LISTED ENTRIES:
——————————

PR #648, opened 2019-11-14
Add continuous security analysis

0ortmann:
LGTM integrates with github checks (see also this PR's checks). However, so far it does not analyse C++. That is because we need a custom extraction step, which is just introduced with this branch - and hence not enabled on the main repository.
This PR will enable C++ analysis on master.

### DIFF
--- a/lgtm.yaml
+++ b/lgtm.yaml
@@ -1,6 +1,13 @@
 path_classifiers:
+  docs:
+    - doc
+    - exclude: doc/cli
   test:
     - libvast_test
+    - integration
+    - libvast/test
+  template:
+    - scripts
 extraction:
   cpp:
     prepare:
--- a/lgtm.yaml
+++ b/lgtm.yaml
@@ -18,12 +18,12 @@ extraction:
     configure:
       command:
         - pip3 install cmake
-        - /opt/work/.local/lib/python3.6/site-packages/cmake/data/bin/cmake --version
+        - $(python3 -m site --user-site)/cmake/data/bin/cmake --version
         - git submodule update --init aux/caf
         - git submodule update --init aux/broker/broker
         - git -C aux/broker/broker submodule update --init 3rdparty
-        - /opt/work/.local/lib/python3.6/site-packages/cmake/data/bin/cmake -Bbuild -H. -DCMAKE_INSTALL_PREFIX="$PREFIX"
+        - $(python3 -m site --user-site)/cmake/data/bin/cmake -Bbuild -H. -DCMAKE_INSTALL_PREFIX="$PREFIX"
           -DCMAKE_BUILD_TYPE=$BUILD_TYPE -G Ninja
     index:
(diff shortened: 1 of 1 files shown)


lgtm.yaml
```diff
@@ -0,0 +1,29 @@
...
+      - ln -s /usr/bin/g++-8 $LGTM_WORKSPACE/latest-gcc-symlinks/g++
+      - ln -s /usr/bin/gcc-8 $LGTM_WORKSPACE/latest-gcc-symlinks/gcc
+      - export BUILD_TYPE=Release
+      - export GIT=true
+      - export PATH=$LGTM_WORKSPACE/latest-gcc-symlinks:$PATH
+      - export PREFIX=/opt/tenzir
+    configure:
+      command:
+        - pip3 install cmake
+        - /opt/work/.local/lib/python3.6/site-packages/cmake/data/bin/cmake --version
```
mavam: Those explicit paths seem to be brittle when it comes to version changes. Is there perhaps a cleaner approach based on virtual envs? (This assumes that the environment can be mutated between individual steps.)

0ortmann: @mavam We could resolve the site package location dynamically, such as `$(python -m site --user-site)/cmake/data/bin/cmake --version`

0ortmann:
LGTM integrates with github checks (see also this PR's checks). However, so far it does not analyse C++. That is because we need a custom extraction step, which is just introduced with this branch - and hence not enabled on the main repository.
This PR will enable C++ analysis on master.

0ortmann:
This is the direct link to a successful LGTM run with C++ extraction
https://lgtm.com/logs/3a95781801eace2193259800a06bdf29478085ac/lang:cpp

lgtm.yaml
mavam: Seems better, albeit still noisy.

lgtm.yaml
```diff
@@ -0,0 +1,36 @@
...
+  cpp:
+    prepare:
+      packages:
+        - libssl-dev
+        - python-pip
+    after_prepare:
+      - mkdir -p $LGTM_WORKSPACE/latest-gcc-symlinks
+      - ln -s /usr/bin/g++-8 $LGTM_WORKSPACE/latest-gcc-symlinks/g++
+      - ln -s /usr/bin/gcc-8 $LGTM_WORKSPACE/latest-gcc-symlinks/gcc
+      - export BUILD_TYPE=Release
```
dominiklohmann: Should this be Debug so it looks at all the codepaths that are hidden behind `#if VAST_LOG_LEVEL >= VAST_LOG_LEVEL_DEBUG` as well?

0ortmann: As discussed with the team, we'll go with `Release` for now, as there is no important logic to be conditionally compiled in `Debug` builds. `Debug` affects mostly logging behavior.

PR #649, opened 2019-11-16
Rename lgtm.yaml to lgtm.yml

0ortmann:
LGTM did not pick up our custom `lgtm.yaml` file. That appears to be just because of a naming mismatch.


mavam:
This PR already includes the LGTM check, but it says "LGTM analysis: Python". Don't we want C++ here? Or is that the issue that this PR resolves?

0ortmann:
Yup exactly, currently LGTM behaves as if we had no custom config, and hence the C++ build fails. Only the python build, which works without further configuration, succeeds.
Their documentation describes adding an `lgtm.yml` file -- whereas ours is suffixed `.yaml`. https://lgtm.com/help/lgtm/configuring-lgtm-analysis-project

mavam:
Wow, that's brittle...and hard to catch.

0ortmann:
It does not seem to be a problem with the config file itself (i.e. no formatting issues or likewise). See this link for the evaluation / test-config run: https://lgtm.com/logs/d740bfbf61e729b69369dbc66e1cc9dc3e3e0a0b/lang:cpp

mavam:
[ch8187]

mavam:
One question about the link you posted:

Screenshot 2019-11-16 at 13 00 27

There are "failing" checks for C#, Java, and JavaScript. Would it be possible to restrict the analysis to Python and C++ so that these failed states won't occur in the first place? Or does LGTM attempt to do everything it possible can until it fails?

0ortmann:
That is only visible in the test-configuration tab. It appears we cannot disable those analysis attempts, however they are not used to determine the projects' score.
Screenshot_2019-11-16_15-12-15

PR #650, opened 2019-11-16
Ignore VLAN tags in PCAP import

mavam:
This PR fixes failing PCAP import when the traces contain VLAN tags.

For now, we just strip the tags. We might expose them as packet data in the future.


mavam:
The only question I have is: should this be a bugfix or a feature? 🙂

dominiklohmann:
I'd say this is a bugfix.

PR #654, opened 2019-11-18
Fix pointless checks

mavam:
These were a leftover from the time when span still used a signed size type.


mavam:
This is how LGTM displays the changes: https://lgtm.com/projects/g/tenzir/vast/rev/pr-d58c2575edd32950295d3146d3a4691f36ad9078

——————————

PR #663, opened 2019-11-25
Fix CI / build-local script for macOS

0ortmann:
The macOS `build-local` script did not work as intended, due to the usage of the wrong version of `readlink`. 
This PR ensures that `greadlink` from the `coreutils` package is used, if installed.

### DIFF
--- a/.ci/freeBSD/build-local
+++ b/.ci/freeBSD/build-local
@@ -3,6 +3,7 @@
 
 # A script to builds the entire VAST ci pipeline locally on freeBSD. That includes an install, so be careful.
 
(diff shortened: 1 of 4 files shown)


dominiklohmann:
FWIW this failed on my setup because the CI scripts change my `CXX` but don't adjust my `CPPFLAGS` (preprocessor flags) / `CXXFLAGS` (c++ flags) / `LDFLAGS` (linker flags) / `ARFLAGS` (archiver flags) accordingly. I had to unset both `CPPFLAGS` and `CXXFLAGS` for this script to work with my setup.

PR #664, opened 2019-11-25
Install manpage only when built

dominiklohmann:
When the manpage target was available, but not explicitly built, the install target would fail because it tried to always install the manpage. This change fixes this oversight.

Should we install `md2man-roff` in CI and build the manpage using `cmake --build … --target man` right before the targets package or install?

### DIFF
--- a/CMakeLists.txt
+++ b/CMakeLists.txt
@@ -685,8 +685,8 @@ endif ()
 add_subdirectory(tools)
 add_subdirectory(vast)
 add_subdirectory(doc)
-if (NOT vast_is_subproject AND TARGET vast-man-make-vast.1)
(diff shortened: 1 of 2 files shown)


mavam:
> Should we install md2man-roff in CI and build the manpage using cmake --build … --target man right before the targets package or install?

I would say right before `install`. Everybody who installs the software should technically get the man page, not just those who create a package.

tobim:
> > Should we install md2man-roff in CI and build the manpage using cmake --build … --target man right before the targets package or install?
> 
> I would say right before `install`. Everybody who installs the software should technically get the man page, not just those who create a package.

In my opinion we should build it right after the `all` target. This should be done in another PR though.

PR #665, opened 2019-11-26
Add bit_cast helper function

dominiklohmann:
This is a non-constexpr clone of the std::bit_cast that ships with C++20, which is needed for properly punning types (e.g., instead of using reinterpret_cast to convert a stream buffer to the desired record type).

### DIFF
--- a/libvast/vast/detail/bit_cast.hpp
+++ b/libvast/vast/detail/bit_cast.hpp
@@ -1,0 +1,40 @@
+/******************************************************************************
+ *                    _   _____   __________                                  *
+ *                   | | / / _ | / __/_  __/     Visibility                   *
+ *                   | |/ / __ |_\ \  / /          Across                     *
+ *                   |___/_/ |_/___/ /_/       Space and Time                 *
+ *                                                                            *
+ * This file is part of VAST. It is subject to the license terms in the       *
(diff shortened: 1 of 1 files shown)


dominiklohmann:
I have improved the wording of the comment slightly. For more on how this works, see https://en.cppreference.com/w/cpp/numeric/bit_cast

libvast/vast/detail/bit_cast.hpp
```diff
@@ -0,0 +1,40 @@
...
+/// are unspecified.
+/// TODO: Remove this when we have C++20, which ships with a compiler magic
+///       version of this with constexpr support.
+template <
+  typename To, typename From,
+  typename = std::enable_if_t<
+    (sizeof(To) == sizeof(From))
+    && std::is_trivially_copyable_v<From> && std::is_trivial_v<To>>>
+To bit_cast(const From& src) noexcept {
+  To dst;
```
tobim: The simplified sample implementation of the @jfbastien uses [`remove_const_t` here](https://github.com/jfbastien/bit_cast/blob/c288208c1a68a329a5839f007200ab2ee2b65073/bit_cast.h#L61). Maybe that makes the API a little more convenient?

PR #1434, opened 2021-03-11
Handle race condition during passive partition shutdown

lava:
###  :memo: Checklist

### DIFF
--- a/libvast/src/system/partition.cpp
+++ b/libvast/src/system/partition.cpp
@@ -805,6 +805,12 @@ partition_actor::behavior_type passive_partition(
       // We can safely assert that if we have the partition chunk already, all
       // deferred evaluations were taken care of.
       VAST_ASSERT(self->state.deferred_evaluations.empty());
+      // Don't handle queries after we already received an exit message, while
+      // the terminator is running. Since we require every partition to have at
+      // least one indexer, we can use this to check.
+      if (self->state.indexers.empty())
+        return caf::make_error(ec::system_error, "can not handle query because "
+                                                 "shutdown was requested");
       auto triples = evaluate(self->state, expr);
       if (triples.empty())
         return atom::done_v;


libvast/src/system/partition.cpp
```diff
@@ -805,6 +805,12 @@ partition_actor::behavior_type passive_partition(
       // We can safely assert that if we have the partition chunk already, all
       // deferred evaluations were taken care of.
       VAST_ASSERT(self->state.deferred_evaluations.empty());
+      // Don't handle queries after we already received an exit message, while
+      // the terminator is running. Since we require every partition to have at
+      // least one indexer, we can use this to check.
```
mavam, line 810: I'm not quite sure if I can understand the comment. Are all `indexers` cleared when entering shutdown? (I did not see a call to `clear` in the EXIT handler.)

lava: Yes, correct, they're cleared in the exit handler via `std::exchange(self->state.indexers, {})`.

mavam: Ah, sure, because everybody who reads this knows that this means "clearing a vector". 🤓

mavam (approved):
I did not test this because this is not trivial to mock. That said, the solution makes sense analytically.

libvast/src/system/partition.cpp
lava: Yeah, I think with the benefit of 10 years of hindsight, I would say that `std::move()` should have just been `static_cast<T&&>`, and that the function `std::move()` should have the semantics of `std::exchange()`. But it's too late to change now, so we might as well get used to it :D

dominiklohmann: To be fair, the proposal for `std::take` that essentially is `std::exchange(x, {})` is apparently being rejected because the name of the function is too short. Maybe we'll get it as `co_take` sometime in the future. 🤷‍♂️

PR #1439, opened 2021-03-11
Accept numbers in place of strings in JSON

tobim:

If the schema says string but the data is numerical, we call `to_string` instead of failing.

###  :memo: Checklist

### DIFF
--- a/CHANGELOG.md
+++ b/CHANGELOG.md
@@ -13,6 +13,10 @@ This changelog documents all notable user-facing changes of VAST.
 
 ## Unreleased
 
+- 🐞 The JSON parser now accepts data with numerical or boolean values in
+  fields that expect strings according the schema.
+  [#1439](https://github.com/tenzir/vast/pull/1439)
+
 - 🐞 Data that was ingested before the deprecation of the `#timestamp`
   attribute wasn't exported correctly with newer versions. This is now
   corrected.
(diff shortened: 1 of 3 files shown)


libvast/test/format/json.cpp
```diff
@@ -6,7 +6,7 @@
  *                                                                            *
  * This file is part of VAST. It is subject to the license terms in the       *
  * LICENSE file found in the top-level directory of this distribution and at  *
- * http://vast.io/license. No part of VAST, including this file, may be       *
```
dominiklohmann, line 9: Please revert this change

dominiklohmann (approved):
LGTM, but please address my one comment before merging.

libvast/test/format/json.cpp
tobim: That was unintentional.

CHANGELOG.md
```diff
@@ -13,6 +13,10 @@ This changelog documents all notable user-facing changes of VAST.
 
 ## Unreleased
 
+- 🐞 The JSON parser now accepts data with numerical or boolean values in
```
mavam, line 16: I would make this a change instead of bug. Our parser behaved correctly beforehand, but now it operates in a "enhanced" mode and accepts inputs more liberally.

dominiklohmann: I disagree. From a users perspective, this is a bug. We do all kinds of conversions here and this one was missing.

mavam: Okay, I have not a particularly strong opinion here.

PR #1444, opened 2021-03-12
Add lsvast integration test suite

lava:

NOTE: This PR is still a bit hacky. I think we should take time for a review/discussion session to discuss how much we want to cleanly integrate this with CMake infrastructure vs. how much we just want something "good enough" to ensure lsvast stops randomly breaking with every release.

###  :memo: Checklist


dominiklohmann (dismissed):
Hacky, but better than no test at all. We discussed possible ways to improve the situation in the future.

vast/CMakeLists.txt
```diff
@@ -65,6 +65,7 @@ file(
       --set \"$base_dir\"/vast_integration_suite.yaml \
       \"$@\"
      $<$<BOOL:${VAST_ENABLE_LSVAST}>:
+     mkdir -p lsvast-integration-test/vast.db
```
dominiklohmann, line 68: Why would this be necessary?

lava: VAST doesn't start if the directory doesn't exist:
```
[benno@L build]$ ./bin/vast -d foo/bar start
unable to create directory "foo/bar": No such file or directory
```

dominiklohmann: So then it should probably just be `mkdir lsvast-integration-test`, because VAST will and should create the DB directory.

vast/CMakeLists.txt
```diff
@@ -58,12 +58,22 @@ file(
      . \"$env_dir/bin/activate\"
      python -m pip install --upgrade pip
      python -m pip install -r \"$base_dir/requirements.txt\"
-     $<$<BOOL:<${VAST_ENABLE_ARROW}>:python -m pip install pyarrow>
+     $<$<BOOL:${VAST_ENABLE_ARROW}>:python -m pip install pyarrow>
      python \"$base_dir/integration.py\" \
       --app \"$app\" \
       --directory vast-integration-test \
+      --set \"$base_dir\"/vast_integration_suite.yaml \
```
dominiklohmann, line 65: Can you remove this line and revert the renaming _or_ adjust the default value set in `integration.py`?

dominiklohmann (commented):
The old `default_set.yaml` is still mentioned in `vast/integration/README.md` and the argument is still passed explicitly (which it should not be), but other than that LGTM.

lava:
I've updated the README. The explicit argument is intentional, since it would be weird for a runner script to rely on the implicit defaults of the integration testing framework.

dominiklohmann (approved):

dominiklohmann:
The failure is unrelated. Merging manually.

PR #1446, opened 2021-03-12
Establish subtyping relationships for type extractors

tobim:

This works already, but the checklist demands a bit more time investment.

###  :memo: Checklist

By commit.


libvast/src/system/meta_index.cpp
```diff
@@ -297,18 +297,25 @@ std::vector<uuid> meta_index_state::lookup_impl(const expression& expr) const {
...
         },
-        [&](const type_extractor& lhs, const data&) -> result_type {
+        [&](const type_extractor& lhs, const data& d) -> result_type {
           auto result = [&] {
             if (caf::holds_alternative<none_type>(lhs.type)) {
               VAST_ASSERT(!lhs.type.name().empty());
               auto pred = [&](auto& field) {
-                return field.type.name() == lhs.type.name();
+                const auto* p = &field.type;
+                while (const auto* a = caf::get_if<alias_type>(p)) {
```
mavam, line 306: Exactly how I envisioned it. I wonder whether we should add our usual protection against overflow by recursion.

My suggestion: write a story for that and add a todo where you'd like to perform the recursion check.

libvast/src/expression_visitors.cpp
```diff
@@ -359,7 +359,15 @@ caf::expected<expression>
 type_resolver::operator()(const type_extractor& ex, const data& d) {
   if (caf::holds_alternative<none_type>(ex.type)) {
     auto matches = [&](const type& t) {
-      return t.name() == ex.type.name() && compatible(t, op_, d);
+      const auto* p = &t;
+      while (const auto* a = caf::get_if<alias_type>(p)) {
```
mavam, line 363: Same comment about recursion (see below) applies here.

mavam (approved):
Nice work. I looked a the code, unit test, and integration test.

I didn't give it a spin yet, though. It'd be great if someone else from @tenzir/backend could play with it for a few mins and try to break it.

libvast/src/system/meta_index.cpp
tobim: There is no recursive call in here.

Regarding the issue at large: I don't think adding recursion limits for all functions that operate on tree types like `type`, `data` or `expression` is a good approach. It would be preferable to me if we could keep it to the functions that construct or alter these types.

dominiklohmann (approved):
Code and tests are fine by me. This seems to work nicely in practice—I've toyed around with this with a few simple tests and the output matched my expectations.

——————————

WORK INSTRUCTIONS: Gather every line from the listing above in which the word "shortened" appears.

SOLUTION TO THIS EXERCISE:
(diff shortened: 1 of 1 files shown)
(diff shortened: 1 of 4 files shown)
(diff shortened: 1 of 2 files shown)
(diff shortened: 1 of 1 files shown)
(diff shortened: 1 of 3 files shown)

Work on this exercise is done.